TASK REQUIREMENTS: Return every line of the entries that includes the word "split".

▼

PR #477, opened 2026-07-13
perf(linear_attention): parallel dk-split decode kernel (default on)

BoarQing:
## Summary
Parallelize the per-token `linear_attention_decode_kernel` (the largest decode kernel on gfx1151) and make it the default. ~2x kernel speedup, ~10-14% faster decode.

## Problem (verified by SQTT + code)
`linear_attention_decode_kernel` was ~**18.6% of decode GPU-busy** (~108 us/call, ~30 calls/token in the 40-layer hybrid model) and under-parallelized:
- **50% idle threads:** work loops are `for (j=tid; j<dv; j+=nthreads)` but `block=256` while `dv=128` -> half the threads idle.
- **latency stall:** `grid = B*Hkv` (~16 blocks) with too few wavefronts to hide the global recurrent-state (`S`) reads.

## Fix
`linear_attention_decode_kernel_par`: `G` threads per output column split the `dk` reduction (`block = G*dv`), combining partial `sk` and output sums in fp32 via LDS before the single fp16 store.
- Each `S[i,j]` is updated exactly once (disjoint `i`-slices) -> **math matches** the original fp32-internal readout; the recurrence is across tokens, so columns/partitions are independent.
- **Default `G=4` (on).** `HIPDNN_EP_LA_PARALLEL` overrides: `0/1` -> original per-column kernel, `2/8` -> other split. Auto-falls back to the original when the shape can't satisfy the split.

▲

ANSWER BOX:
perf(linear_attention): parallel dk-split decode kernel (default on)
`linear_attention_decode_kernel_par`: `G` threads per output column split the `dk` reduction (`block = G*dv`), combining partial `sk` and output sums in fp32 via LDS before the single fp16 store.
- **Default `G=4` (on).** `HIPDNN_EP_LA_PARALLEL` overrides: `0/1` -> original per-column kernel, `2/8` -> other split. Auto-falls back to the original when the shape can't satisfy the split.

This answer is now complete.